§ **REQUIREMENT**
Scan the listing below for the word "removing", then copy each line that has it.

§ **SUPPLIED MATERIAL**
-- Opening Marker --
PR #651, opened 2017-05-28
Add clean illegal characters mode to json parser.

smdmts:
A JSON which including broken-encoded character is throwing an exception from Jackson because that is supported pure JSON specification in below reasons.
- https://github.com/FasterXML/jackson-core/issues/222#issuecomment-146697502

But ideally, I want to force loading the broken-encoded JSON files.
Therefore, I add `clean_illegal_char` mode to the JSON parser and that works cleansing to illegal char inside of JSON characters.

Please, check this PRs.

- Stack Trace.
```
Caused by: com.fasterxml.jackson.core.JsonParseException: Invalid UTF-8 middle byte 0x5c
 at [Source: org.embulk.spi.util.FileInputInputStream@4f26425b; line: 17821, column: 69]
	at com.fasterxml.jackson.core.JsonParser._constructError(JsonParser.java:1581)
	at com.fasterxml.jackson.core.base.ParserMinimalBase._reportError(ParserMinimalBase.java:533)
	at com.fasterxml.jackson.core.json.UTF8StreamJsonParser._reportInvalidOther(UTF8StreamJsonParser.java:3473)
	at com.fasterxml.jackson.core.json.UTF8StreamJsonParser._reportInvalidOther(UTF8StreamJsonParser.java:3480)
	at com.fasterxml.jackson.core.json.UTF8StreamJsonParser._decodeUtf8_2(UTF8StreamJsonParser.java:3254)
	at com.fasterxml.jackson.core.json.UTF8StreamJsonParser._finishString2(UTF8StreamJsonParser.java:2462)
	at com.fasterxml.jackson.core.json.UTF8StreamJsonParser._finishAndReturnString(UTF8StreamJsonParser.java:2414)
	at com.fasterxml.jackson.core.json.UTF8StreamJsonParser.getText(UTF8StreamJsonParser.java:285)
	at org.embulk.spi.json.JsonParser$AbstractParseContext.jsonTokenToValue(JsonParser.java:188)
	at org.embulk.spi.json.JsonParser$AbstractParseContext.jsonTokenToValue(JsonParser.java:220)
	at org.embulk.spi.json.JsonParser$AbstractParseContext.next(JsonParser.java:152)
```


muga:
@smdmts Thank you for sending the PR. As you know that JSON specification supports only UTF-8, UTF-16 and UTF-32 as valid encodings, it would be useful if such non-standard JSON data could be ingested by Embulk and the JSON parser. 

I'm OK to add such conversion to JSON parser plugin in embulk-standards but, I ideally think that it's good to handle such conversion by decoder plugin. How about it? @dmikurube

dmikurube:
I agree with @muga. Adding such cleansing methods in every possible parser doesn't sound very reasonable to me.

Creating a new decoder plugin to cleanup the illegal characters, and apply the decoder before this JSON parser might be the cleanest way. What do you think, @smdmts?

smdmts:
Hi @muga, @dmikurube 
Thanks for prompt replying. I agreed that cleansing methods responsibility is better to move decoder plugin. But I have the one point of the issue what JSON's backslash(\\) escape handling.

- https://stackoverflow.com/questions/19176024/how-to-escape-special-characters-in-building-a-json-string

So, I have an idea that divides decoder plugin as the remove-nonstandard-utf8 and decoder plugin.

### add-plugins
- RemoveNonStanradUTF8BytesDecorderPlugin.java
  - removing a dust of including any bytes which breaking UTF-8.

### modify-plugins
- JsonParserPlugin.java
  - additional implementing remove unfit-backslash mode.

How do you think this Idea?
Thankas,

hiroyuki-sato:
@smdmts 

Maybe you know, 
you can develop decoder as a plugin.
So you don't need add decoder into core. 

```
embulk new java-decoder remove_nonstandard_utf8 
```

dmikurube:
@hiroyuki-sato Thanks for your follow-up. Yes, `RemoveNonStanradUTF8BytesDecorderPlugin.java` are to be implemented as a third-party plugin, not in Embulk's standard plugins.

@smdmts What does the "unfit backslash" mean?

smdmts:
@dmikurube 
The backslash such as (\\a) is *not* allowed JSON specs and if including that JACKSON is throwing an exception.
e.f.  \\t (tab) , \\n (new line) is allowed. 

Therefore I want to have unfit backslash cleansing mode.

dmikurube:
@smdmts Thanks! Got it. It sounds reasonable to implement that part in the standard's JSON parser.

How about making this config as follows?
`invalid_string_escapes: PASSTHROUGH | SKIP | UNESCAPE` (default: PASSTHROUGH)

- `PASSTHROUGH` to do nothing. (Default)
- `SKIP' to remove these invalid escapes. (Wanted in this PR)
- `UNESCAPE` to convert invalid escapes (like `\a`) just to remove `\` (like just `a`). (Not necessary in this PR. Just for future extension.)

dmikurube:
Just a memo: https://tools.ietf.org/html/rfc7159#section-7

smdmts:
@dmikurube Thank you for your reviewing. Would you mind tell me more details and that behavior is in the below?

- SKIP   `\a` convertTo `` (empty value)
- UNESCAPE `\a` convertTo `a`

dmikurube:
@smdmts Thanks for taking care of this. I think:
* `SKIP`: Yes, that's what I meant. Maybe nice to refer the RFC for characters to be passed.
* `UNESCAPE`: It is not necessary for the time being, but your understanding is correct. I showed this to represent just `true`/`false` may not be sufficient.

dmikurube:
Ah, you've already implemented. Thanks! Taking a look...

embulk-standards/src/test/java/org/embulk/standards/TestJsonParserPlugin.java
```diff
@@ -1,27 +1,27 @@
...
 import com.google.common.collect.ImmutableList;
+import com.google.common.io.CharSource;
 import org.embulk.EmbulkTestRuntime;
 import org.embulk.config.ConfigSource;
 import org.embulk.config.TaskSource;
-import org.embulk.spi.DataException;
-import org.embulk.spi.FileInput;
-import org.embulk.spi.ParserPlugin;
-import org.embulk.spi.Schema;
+import org.embulk.spi.*;
```
dmikurube: Please avoid wildcard imports.

embulk-standards/src/test/java/org/embulk/standards/TestJsonParserPlugin.java
```diff
@@ -1,27 +1,27 @@
...
+import org.joda.time.DateTimeZone;
 import org.junit.Before;
 import org.junit.Rule;
 import org.junit.Test;
 import org.msgpack.value.Value;
 
-import java.io.ByteArrayInputStream;
-import java.io.IOException;
-import java.io.InputStream;
+import java.io.*;
```
dmikurube: ditto.

embulk-standards/src/test/java/org/embulk/standards/TestJsonParserPlugin.java
```diff
@@ -1,27 +1,27 @@
...
+import java.nio.charset.Charset;
 import java.util.List;
 import java.util.Map;
 
+import static org.embulk.standards.JsonParserPlugin.InvalidEscapeStringPolicy.*;
```
dmikurube: ditto.

embulk-standards/src/main/java/org/embulk/standards/JsonParserPlugin.java
```diff
@@ -99,12 +131,79 @@ private PageBuilder newPageBuilder(Schema schema, PageOutput output)
         return new PageBuilder(Exec.getBufferAllocator(), schema, output);
     }
 
-    private JsonParser.Stream newJsonStream(FileInputInputStream in)
-            throws IOException
-    {
-        return new JsonParser().open(in);
+    private JsonParser.Stream newJsonStream(FileInputInputStream in , PluginTask task)
```
dmikurube: style nitpick: no space before comma

embulk-standards/src/main/java/org/embulk/standards/JsonParserPlugin.java
```diff
@@ -99,12 +131,79 @@ private PageBuilder newPageBuilder(Schema schema, PageOutput output)
...
+                return new JsonParser().open(in);
+        }
+    }
+
+    Function<String, CharSource> invalidEscapeStringFunction(final InvalidEscapeStringPolicy policy) {
+        return new Function<String, CharSource>() {
+            final Pattern p = Pattern.compile("\\p{XDigit}+");
+            @Override
+            public CharSource apply(@Nullable String input) {
+                assert input != null;
```
dmikurube: We often used `com.google.common.base.Preconditions` instead of `assert`. It's fine, though.

embulk-standards/src/main/java/org/embulk/standards/JsonParserPlugin.java
```diff
@@ -99,12 +131,79 @@ private PageBuilder newPageBuilder(Schema schema, PageOutput output)
...
+                        invalidEscapeStringFunction(policy));
+                return new JsonParser().open(new ReaderInputStream(CharSource.concat(lines).openStream()));
+            case PASSTHROUGH:
+            default:
+                return new JsonParser().open(in);
+        }
+    }
+
+    Function<String, CharSource> invalidEscapeStringFunction(final InvalidEscapeStringPolicy policy) {
+        return new Function<String, CharSource>() {
```
dmikurube: We'd like to go Java 8 soon... Sorry about that. ;)

embulk-standards/src/main/java/org/embulk/standards/JsonParserPlugin.java
```diff
@@ -99,12 +131,79 @@ private PageBuilder newPageBuilder(Schema schema, PageOutput output)
...
+            final Pattern p = Pattern.compile("\\p{XDigit}+");
```
dmikurube: Let's use a more descriptive variable name -- such as `digitsPattern` or like that.

embulk-standards/src/main/java/org/embulk/standards/JsonParserPlugin.java
```diff
@@ -99,12 +131,79 @@ private PageBuilder newPageBuilder(Schema schema, PageOutput output)
...
+            @Override
+            public CharSource apply(@Nullable String input) {
+                assert input != null;
+                if (policy == InvalidEscapeStringPolicy.PASSTHROUGH) {
+                    return CharSource.wrap(input);
+                }
+                StringBuilder s = new StringBuilder();
```
dmikurube: Same as `p`: how about `builder` or `stringBuidler`?

embulk-standards/src/main/java/org/embulk/standards/JsonParserPlugin.java
```diff
@@ -99,12 +131,79 @@ private PageBuilder newPageBuilder(Schema schema, PageOutput output)
...
+                char[] charArray = input.toCharArray();
+                for (int i=0 ; i < charArray.length ; i++) {
```
dmikurube: style nitpick: we've usually written this like `for (int i = 0; i < charArray.length; i++) {`

`i` is fine for this kind of smaller scopes.

hiroyuki-sato:
@dmikurube 
All other configurations use lowercase. 
So I think it is better to use lowercase these settings for consistency.
Like`skip`, `passthrough` and `unescape`.
@smdmts is implementing it with uppercase.

How do you think?

embulk-standards/src/main/java/org/embulk/standards/JsonParserPlugin.java
```diff
@@ -99,12 +131,79 @@ private PageBuilder newPageBuilder(Schema schema, PageOutput output)
...
+                                            i++;
+                                            break;
+                                        case UNESCAPE:
+                                            break;
+                                    }
+                                    break;
+                            }
+                        }
+                    } else {
+                        s.append(c);
```
dmikurube: Do we keep `\\` at the end of line?

embulk-standards/src/main/java/org/embulk/standards/JsonParserPlugin.java
```diff
@@ -99,12 +131,79 @@ private PageBuilder newPageBuilder(Schema schema, PageOutput output)
...
+                                case 'n':
+                                case 'r':
+                                case 't':
+                                case '"':
+                                case '\\':
+                                case '/':
+                                    s.append(c);
+                                    break;
+                                case 'u': // hexstring such as \u0001
+                                    if (charArray.length > i + 5) {
```
dmikurube: How do you think it should work for: `\\u12<EOL>` and `\\u12xY`?

embulk-standards/src/main/java/org/embulk/standards/JsonParserPlugin.java
```diff
@@ -63,17 +96,16 @@ public void run(TaskSource taskSource, Schema schema, FileInput input, PageOutpu
         final Column column = schema.getColumn(0); // record column
 
         try (PageBuilder pageBuilder = newPageBuilder(schema, output);
-                FileInputInputStream in = new FileInputInputStream(input)) {
+             FileInputInputStream in = new FileInputInputStream(input)) {
```
dmikurube: Let's get this back -- changes unrelated to this topic.

embulk-standards/src/main/java/org/embulk/standards/JsonParserPlugin.java
```diff
@@ -99,12 +131,79 @@ private PageBuilder newPageBuilder(Schema schema, PageOutput output)
...
+                        s.append(c);
+                    }
+                }
+                return CharSource.wrap(s.toString());
+            }
+        };
     }
 
+
+
```
dmikurube: Let's get these newlines back -- changes unrelated to this topic.

embulk-standards/src/test/java/org/embulk/standards/TestJsonParserPlugin.java
```diff
@@ -60,7 +71,7 @@ public void readNormalJson()
                         "\"_c1\":-10,\n" +
                         "\"_c2\":\"エンバルク\",\n" +
                         "\"_c3\":[\"e0\",\"e1\"]\n" +
-                "}",
+                        "}",
```
dmikurube: Let's get this back -- changes unrelated to this topic.

dmikurube:
@smdmts Left some comments. Most of them are just style nitpicking comments.

@hiroyuki-sato Ah, it might be an implicit consensus. We've conventionally used uppercases for kinds of CONSTANTS. For example, `CRLF` in CSV parser and `MINIMAL` for CSV formatter.

hiroyuki-sato:
@dmikurube You are right. Thanks.

embulk-standards/src/test/java/org/embulk/standards/TestJsonParserPlugin.java
smdmts: Sorry, I applied Airlift-style in my IDE.

embulk-standards/src/main/java/org/embulk/standards/JsonParserPlugin.java
smdmts: No, if `\\` has at the end of line , it will removed at SKIP or UNESCAPE. I will check test and fix it.

```
{"a":"b}
\\
```

convert to:

```
{"a":"b}
```

embulk-standards/src/main/java/org/embulk/standards/JsonParserPlugin.java
smdmts: I think it could not be handling for remove `\\u12xY`of  only `\\u12`. Because next character may be valid string and if removed that it break some context in the json.
So, my implementation is removed only backslash like `u12xY` or `u12<EOL>`.

smdmts:
Umm..., AppVeyor was failed none-changed code by OOM.

dmikurube:
Hmm, it sometimes fails by OutOfMemory, but the failures are not OOM. We may need some investigation...

smdmts:
@dmikurube Thanks a lot. I fixed your comment on my PR.

dmikurube:
Ah, no, it's OOM. I'm triggering retry.

dmikurube:
AppVeyor passed. :)

embulk-standards/src/main/java/org/embulk/standards/JsonParserPlugin.java
dmikurube: Got it. Sounds reasonable both for `SKIP` and `UNESCAPE`.

embulk-standards/src/main/java/org/embulk/standards/JsonParserPlugin.java
dmikurube: @smdmts Thanks. It's perfect for `UNESCAPE`, but it may be worth considering `SKIP`.

Only from `SKIP`'s simple definition like "remove these invalid escapes", behavior for `\\u` may not be trivial. For example, it can be still natural expectation for some users that `\\u12` is removed from `\\u12xY` or `\\u12<EOL>`.

Reasonable expectations for `\\u...` on `SKIP` may be:
1. Only `\\u` is always removed.
    * `\\u1234` ==> `1234` / `\\u12xY` ==> `12xY`
2. Whole `\\uXXXX` is removed if valid. Only `\\` is removed if invalid. (This PR)
    * `\\u1234` ==> (empty) / `\\u12xY` ==> `u12xY`
3. Whole `\\uXXXX` is removed if valid. Only `\\u` is removed if invalid. 
    * `\\u1234` ==> (empty) / `\\u12xY` ==> `12xY`
4. Whole `\\uX...` is removed even if the length of its valid part is shorter than 4.
    * `\\u1234` ==> (empty) / `\\u12xY` ==> `xY`

I thought 2 is not very consistent with `SKIP`'s definition to be honest. What do you think about 1 or 4?

smdmts: Sorry, my thought did not reach 1 or 4 and it's better than 2.
In my opinion of SKIP mode would be **1**. 

Because In 4 mode, if 12xY of "12" is a valid part of a sentence, it will breaking removing "12". 
How do you think this idea?

smdmts:
I implemented SKIP mode with the non-standard character with `\u` is below of *1*. https://github.com/embulk/embulk/pull/651#discussion_r119328863.


1. Only \\u is always removed.
\\u1234 ==> 1234 / \\u12xY ==> 12xY


- test code
https://github.com/embulk/embulk/pull/651/files#diff-b58b1c39f56eca489cc109b6b6c6947fR253

dmikurube:
@smdmts Ahh, an urgently merged PR https://github.com/embulk/embulk/pull/661 was conflicting with this PR... Sorry about that.

Is 0afac30 still conflicting?

dmikurube:
@smdmts Sorry, it was AppVeyor just failing. I've rebuilt that, and it's now succeeded. I'd merge this if @muga feels okay.

Any thoughts? > @muga

smdmts:
@dmikurube  I merged #661 at https://github.com/embulk/embulk/commit/0afac300d9050019b371819a834387ce4f530bb4 and it’s fine. Thanks,

dmikurube:
@muga I'll be merging this in a day unless you have any comments.

muga:
@dmikurube @smdmts Baiscally LGTM. sorry for the delay.

dmikurube:
Merged!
-- Closing Marker --
§ **RESULT OF THIS TASK**
  - removing a dust of including any bytes which breaking UTF-8.
Because In 4 mode, if 12xY of "12" is a valid part of a sentence, it will breaking removing "12". 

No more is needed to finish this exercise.